Media and Entertainment

The Media and Entertainment category comprises of workloads from five distinct applications:

  • The Blender workload measures system performance for content creation using the open-source Blender application. Tests include rendering of scenes of varying complexity using the OpenGL and ray-tracing renderers.
  • The Handbrake workload uses the open-source Handbrake application to transcode a 4K H.264 file into a H.265 file at 4K and 2K resolutions using the CPU capabilities alone.
  • The LuxRender workload benchmarks the LuxCore physically based renderer using LuxMark.
  • The Maya workload uses the SPECviewperf 13 maya-05 viewset to replay traces generated using the Autodesk Maya 2017 application for 3D animation.
  • The 3ds Max workload uses the SPECviewperf 13 3dsmax-06 viewset to replay traces generated by Autodesk's 3ds Max 2016 using the default Nitrous DX11 driver. The workload represents system usage for 3D modeling tasks.
SPECworkstation 3.0.4 - Media and Entertainment Workloads

We find the Ghost Canyon NUC performing better than the reference configuration across all content creation workloads typically seen in the media and entertainment industry.

Product Development

The Product Development category comprises of eight distinct workloads:

  • The Rodinia (CFD) workload benchmarks a computational fluid dynamics (CFD) algorithm.
  • The WPCcfd workload benchmarks another CFD algorithm involving combustion and turbulence modeling.
  • The CalculiX workload uses the Calculix finite-element analysis program to model a jet engine turbine's internal temperature.
  • The Catia workload uses the catia-05 viewset from SPECviewperf 13 to replay traces generated by Dassault Systemes' CATIA V6 R2012 3D CAD application.
  • The Creo workload uses the creo-02 viewset from SPECviewperf 13 to replay traces generated by PTC's Creo, a 3D CAD application.
  • The NX workload uses the snx-03 viewset from SPECviewperf 13 to replay traces generated by the Siemens PLM NX 8.0 CAD/CAM/CAE application.
  • The Solidworks workload uses the sw-04 viewset from SPECviewperf 13 to replay traces generated by Dassault Systemes' SolidWorks 2013 SP1 CAD/CAE application.
  • The Showcase workload uses the showcase-02 viewset from SPECviewperf 13 to replay traces from Autodesk’s Showcase 2013 3D visualization and presentation application
SPECworkstation 3.0.4 - Product Development Workloads

Almost all workloads see the Ghost Canyon NUC performing significantly better than the reference configuration. The NX workload alone seems to suffer, likely on account of the trace requiring features supported in professional graphics cards.

Life Sciences

The Life Sciences category comprises of four distinct test sets:

  • The LAMMPS set comprises of five tests simulating different molecular properties using the LAMMPS molecular dynamics simulator.
  • The NAMD set comprises of three tests simulating different molecular interactions.
  • The Rodinia (Life Sciences) set comprises of four tests - the Heartwall medical imaging algorithm, the Lavamd algorithm for calculation of particle potential and relocation in a 3D space due to mutual forces, the Hotspot algorithm to estimate processor temperature with thermal simulations, and the SRAD anisotropic diffusion algorithm for denoising.
  • The Medical workload uses the medical-02 viewset from SPECviewperf 13 to determine system performance for the Tuvok rendering core in the ImageVis3D volume visualization program.
SPECworkstation 3.0.4 - Life Sciences Workloads

The trend repeats for all test sets in this category also, with the Ghost Canyon NUC acquitting itself in a creditable manner.

Financial Services

The Financial Services workload set benchmarks the system for three popular algorithms used in the financial services industry - the Monte Carlo probability simulation for risk assessment and forecast modeling, the Black-Scholes pricing model, and the Binomial Options pricing model.

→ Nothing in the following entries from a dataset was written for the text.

PR #1232, opened 2024-02-27
feat: Grouped list 

vsjolander:
This pull request introduces a new feature in our library, the `Grouped list` component. This component is designed to display many datapoints with labels in a structured way. The datapoints can be grouped under headings and may include a link or button to act on the data being displayed.

This PR contains:
- A `Green Core` component and documentation for it
- A `Green React` component derived from the lit component in core
- Documentation for how to use the Green Core component in Angular in the `Green Angular` documentation


splashdust (approved):
Changed `li` -> `gds-list-item` as we discussed. Also made a component of it after all. Not much overhead, and then it can add `role` and `gds-element` by itself.

PR #1239, opened 2024-03-01
Datepicker: Add support for disabling dates

### LINKED ISSUE #615: Datepicker: Enable Bank days only
The requirement is to disable the non bank days (Official Vacations and Weekends ... etc.)
But Date Picker Component doesn't have the ability to disable some days.

splashdust:
**Datepicker:** Added support for disabling dates

- `disabled-weekends` will disable all weekend days in the calendar view
- `disabled-dates` allows to specify an array of dates that should be disabled in the calendar view

Closes #615


vsjolander (approved):
Awesome as always!

Issue #1225, opened 2024-02-22
Dropdown: Not selecting the values null, 0, ""


draganseb:
### Bug already reported?

- [X] I confirm that I have checked if the bug already has been reported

SPECworkstation 3 - Financial Services

The large core count and ability to turbo to speeds of up to 5 GHz enable the NUC9i9QNX to process these algorithms in a fast manner.

Energy

The Energy category comprises of workloads simulating various algorithms used in the oil and gas industry:

  • The FFTW workload computes discrete Fourier transforms of large matrices.
  • The Convolution workload computes the convolution of a random 100x100 filter on a 400 megapixel image.
  • The SRMP workload processes the Surface-Related Multiples Prediction algorithm used in seismic data processing.
  • The Kirchhoff Migration workload processes an algorithm to calculate the back propogation of a seismic wavefield.
  • The Poisson workload takes advantage of the OpenMP multi-processing framework to solve the Poisson's equation.
  • The Energy workload uses the energy-02 viewset from SPECviewperf 13 to determine system performance for the open-source OPendTec seismic visualization application.
SPECworkstation 3.0.4 - Energy Industry Workloads

The NUCs seem to perform very poorly in the SRMP and Poisson workloads, but are otherwise quite good in the workloads in this category.

General Operations

In the General Options category, the focus is on workloads from widely used applications in the workstation market:

  • The 7zip workload represents compression and decompression operations using the open-source 7zip file archiver program.
  • The Python workload benchmarks math operations using the numpy and scipy libraries along with other Python features.
  • The Octave workload performs math operations using the Octave programming language used in scientific computing.
  • The Storage workload evaluates the performance of the underlying storage device using transaction traces from multiple workstation applications.
SPECworkstation 3.0.4 - General Operations

The Core i9-9980HK performs much better than the reference configuration as well as the older generation CPUs for the general operations. The storage results is again particularly interesting to analyze. Directly connecting the Optane SSD to the CPU's PCIe lanes results in a 40%+ performance improvement for the storage traces of professional applications.

GPU Compute

In the GPU Compute category, the focus is on workloads taking advantage of the GPU compute capabilities using either OpenCL or CUDA, as applicable:

  • The LuxRender benchmark is the same as the one seen in the media and entertainment category.
  • The Caffe benchmark measures the performance of the Caffe deep-learning framework.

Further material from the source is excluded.